+++ SUPPLIED INFORMATION
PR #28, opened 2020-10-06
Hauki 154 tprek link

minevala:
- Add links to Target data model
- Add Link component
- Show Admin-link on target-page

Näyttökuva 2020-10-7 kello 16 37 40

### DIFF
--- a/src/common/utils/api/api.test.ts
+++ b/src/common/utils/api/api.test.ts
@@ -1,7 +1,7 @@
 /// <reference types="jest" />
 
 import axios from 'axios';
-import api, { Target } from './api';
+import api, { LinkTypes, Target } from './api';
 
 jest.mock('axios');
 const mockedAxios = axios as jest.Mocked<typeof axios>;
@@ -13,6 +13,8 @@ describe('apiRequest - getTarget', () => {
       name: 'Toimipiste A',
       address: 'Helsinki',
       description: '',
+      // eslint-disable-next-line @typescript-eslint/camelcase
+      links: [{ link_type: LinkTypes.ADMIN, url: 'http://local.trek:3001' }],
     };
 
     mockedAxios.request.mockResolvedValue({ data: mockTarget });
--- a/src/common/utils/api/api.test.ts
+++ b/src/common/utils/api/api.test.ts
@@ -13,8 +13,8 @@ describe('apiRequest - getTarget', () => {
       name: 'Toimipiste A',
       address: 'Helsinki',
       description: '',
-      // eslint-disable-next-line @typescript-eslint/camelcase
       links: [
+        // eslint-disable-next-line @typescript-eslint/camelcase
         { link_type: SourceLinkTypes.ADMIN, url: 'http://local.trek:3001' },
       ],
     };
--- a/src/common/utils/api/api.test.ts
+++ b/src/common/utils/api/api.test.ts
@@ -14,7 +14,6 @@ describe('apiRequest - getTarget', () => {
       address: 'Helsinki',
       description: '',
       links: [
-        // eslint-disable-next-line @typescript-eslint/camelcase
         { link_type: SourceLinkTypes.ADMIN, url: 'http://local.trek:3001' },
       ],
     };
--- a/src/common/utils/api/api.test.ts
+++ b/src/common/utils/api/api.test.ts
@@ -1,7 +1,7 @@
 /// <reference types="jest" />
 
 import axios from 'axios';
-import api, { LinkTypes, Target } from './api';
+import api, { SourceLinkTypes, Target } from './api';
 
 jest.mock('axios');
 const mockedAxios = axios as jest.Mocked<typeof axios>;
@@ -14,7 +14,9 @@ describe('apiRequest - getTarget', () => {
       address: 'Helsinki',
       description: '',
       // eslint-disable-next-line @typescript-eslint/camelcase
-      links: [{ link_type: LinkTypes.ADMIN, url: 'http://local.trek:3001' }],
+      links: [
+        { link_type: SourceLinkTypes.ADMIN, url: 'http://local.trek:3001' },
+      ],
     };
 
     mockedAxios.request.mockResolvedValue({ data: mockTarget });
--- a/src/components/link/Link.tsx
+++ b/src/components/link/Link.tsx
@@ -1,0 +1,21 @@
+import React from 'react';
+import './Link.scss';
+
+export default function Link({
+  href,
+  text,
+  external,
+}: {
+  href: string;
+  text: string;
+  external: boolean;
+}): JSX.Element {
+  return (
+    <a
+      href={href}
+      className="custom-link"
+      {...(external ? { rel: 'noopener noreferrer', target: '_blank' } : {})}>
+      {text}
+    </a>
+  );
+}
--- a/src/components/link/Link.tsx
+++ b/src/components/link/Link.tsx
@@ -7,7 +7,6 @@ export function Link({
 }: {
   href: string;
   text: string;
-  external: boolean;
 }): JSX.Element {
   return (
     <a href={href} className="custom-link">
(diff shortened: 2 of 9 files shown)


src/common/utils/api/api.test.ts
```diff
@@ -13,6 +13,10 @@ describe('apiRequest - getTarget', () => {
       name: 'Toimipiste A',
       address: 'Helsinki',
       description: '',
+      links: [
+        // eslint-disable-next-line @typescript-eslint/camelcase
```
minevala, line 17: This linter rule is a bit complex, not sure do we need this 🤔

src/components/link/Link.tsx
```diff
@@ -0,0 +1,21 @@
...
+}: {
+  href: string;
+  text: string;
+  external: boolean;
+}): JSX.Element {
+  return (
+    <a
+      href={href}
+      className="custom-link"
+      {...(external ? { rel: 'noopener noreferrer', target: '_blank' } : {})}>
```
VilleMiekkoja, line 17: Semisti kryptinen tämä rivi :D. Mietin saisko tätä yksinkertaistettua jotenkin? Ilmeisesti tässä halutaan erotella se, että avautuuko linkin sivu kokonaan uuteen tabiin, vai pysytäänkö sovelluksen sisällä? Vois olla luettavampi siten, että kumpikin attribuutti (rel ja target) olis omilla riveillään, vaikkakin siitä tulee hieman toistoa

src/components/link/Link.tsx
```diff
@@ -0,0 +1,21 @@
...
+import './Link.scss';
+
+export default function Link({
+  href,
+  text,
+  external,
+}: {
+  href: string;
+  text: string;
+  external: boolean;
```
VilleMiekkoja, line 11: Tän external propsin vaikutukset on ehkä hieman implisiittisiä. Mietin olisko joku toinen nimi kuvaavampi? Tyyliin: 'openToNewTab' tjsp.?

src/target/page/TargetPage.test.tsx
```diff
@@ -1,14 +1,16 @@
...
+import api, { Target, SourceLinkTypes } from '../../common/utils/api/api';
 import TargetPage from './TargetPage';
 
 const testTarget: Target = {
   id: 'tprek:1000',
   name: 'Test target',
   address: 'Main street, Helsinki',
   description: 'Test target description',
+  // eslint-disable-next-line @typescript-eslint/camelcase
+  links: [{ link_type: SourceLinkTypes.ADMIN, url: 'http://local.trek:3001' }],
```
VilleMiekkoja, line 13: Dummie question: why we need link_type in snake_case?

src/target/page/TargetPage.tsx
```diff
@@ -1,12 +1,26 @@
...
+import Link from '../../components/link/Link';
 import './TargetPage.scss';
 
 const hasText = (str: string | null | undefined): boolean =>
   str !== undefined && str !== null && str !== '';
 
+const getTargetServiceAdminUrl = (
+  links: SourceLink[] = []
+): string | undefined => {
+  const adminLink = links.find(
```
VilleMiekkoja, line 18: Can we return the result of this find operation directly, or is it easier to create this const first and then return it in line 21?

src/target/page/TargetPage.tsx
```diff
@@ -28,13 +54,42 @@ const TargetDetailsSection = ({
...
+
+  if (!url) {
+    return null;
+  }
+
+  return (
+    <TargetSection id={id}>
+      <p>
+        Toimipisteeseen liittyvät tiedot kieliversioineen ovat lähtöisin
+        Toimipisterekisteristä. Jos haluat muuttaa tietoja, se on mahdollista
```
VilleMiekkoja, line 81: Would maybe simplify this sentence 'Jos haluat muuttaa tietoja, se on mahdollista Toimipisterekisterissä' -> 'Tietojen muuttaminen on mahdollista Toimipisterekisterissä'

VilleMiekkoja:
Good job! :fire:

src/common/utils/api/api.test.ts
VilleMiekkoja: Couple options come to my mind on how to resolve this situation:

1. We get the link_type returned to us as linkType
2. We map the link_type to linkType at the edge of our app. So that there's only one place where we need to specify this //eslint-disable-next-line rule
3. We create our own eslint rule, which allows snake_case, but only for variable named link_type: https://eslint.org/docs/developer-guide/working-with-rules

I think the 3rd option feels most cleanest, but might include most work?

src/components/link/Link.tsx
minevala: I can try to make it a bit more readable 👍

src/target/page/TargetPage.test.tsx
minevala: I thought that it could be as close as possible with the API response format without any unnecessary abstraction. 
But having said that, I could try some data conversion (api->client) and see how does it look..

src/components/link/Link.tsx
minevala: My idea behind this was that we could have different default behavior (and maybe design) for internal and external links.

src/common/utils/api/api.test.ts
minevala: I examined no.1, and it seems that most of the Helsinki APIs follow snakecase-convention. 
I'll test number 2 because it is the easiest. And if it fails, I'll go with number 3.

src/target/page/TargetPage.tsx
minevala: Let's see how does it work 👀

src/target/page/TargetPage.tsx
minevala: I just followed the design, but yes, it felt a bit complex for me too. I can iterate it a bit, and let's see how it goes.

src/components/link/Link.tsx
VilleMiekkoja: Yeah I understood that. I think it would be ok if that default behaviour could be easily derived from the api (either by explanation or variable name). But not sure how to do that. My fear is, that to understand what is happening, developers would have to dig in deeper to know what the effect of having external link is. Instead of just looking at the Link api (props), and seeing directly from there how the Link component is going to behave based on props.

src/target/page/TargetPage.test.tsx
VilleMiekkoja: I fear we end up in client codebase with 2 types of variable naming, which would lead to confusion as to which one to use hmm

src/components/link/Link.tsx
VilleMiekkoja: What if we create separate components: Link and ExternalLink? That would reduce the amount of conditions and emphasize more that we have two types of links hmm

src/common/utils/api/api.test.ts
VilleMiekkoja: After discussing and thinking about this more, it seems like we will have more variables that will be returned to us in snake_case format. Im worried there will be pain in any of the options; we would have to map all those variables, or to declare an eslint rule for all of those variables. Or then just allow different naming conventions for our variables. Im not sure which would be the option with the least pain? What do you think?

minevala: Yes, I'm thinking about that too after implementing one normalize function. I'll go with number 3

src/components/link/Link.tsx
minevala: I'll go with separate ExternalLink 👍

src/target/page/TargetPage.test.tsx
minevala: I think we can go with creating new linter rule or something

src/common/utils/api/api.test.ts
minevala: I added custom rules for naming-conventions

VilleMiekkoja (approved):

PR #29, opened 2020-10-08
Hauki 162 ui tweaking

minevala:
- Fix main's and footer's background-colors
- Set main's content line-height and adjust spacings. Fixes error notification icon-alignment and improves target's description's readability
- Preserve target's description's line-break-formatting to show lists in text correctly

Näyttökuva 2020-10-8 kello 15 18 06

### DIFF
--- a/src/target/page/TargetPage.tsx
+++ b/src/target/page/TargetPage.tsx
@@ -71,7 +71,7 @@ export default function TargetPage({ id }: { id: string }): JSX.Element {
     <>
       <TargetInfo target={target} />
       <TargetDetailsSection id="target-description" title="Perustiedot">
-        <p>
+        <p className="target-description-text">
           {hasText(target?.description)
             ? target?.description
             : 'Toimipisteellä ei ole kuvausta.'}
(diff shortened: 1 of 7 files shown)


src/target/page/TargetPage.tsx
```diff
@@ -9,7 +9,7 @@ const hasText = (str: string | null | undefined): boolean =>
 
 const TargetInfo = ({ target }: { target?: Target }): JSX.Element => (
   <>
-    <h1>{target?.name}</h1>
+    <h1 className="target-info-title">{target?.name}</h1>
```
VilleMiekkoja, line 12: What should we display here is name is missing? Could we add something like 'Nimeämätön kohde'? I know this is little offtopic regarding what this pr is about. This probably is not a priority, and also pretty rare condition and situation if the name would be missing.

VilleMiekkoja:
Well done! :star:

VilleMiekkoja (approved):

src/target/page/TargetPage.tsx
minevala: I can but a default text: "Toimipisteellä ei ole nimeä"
++++++
Of the lines above, copy each one that contains the word "rules".

3. We create our own eslint rule, which allows snake_case, but only for variable named link_type: https://eslint.org/docs/developer-guide/working-with-rules
minevala: I added custom rules for naming-conventions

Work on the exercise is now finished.